LUIS  ALONSO RICO PUERTA  

STC7322-2023  

Radicación  n° 68001-22-13-000-2023-00286-01  

(Aprobado  en sesión de veintiséis de julio de dos mil veintitrés)  

Bogotá,  D.C., veintisiete (27) de julio de dos mil veintitrés (2023).  

Decide  la Corte la impugnación formulada frente a la sentencia  proferida por la Sala  Civil Familia del Tribunal Superior del Distrito Judicial de  Bucaramanga el  11 de julio de 2023, dentro de la acción de tutela promovida  por Juan  de Dios Amaya Martínez  contra  los Juzgados  Séptimo Civil del Circuito de esa ciudad y  Segundo Civil Municipal de Piedecuesta,  trámite  al cual fueron  vinculados los  intervinientes en los litigios n° 2015-00065 y 2018-00158.  

ANTECEDENTES  

1.          El  solicitante en nombre propio, reclamó la protección de  los derechos fundamentales al debido proceso, seguridad jurídica,  defensa, contradicción, y a la «PROPIEDAD»,  presuntamente  vulnerados por las autoridades judiciales convocadas.  
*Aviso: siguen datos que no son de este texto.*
PR #3740, opened 2026-09-05
fix(serving): the backend receipt honours a CPU placement — a GPU-less server on a CPU-plan host is by plan, never a mis-install

joelteply:
The first #3730 refused IntelMac's Intel-GPU Mac, whose server is deliberately built with Metal OFF (#3729): the receipt had no host fact and treated every answered-no-GPU as a mis-install. Joel's ruling in `persona/response.rs` (CPU-only adapters serve their own personas) settles the direction.

- `main_lane_placement()` reads `CONTINUUM_SERVING_PLACEMENT=cpu` from config.env (the installer's layer; #3729's Intel arm should write it beside the Metal-OFF build) → `LanePlacement::Cpu`; default GPU.
- `backend_verdict(bin, receipt, cpu_by_plan)` returns `CpuByPlan` (backend=cpu, no refusal) for a CPU lane; GPU lanes keep refusing a GPU-less server (BigMama's case).

Tests: `inference::backend_receipt` 5/5, `inference::llama_server` 40/40 (whole mods).

Installer half (IntelMac): write the key in #3729's Intel arm. Until both land, IntelMac can put the key in config.env by hand as the one-line override.

### DIFF
--- a/core/continuum-core/src/inference/backend_receipt.rs
+++ b/core/continuum-core/src/inference/backend_receipt.rs
@@ -93,6 +93,12 @@ pub enum BackendVerdict {
     /// The device probe did not answer within its bound (backend init hangs): serve on
     /// the CPU and say why — never block the launch, never pretend it is on the GPU.
     ProbeHung,
+    /// The host's serving plan places lanes on the CPU on purpose (an Intel-GPU Mac whose
+    /// server is built with Metal OFF, #3729; Joel's ruling in persona/response.rs: CPU-only
+    /// adapters serve their own personas). A GPU-less server is CORRECT here, never a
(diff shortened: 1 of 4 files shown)


joelteply:
Change taken (BigMama's request): the wire now exists. `install-llama-server.sh` records the placement it decided — `CONTINUUM_SERVING_PLACEMENT=cpu` when BACKEND=cpu (the Intel-Mac Metal-OFF arm and any host without Metal/CUDA), `gpu` otherwise — via an idempotent replace-or-append into config.env (dry run: three calls, one key line, other keys intact). A fresh install on the Intel tier gets CpuByPlan with no human edit. Found on the way: the lib's `_cold_export` overwrites config.env with `>` and would erase this key — card 1aa897b0. Re-review requested.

2.        En  síntesis, expuso que a pesar de ser «el  único dueño del inmueble» identificado  con la matrícula No. 314-14166, Pablo López Silva «de  manera abusiva y mal intencionada se tomó por la fuerza la  ocupación del primer piso» de  éste,  tras  romper la relación sentimental que tenía con su hija  Carmen Felisa Amaya Ronderos, razón por la cual, promovió  proceso reivindicatorio contra éste ante el Juzgado Primero  Promiscuo Municipal de Piedecuesta (n° 2015-00122), donde  mediante sentencia proferida el 4 de mayo de 2018 se accedió a  lo pretendido, decisión que fue confirmada en sede de  apelación el 28 de noviembre de esa misma anualidad por el  Juzgado Primero Civil del Circuito de Bucaramanga; pero como en el  fallo fue condenado a pagar al demandado el valor de las mejoras  realizadas en el inmueble a restituir, ante el mismo despacho se  adelantó en su contra la respectiva ejecución, la que  terminó por pago total de la obligación por auto del 5  de julio de 2019.  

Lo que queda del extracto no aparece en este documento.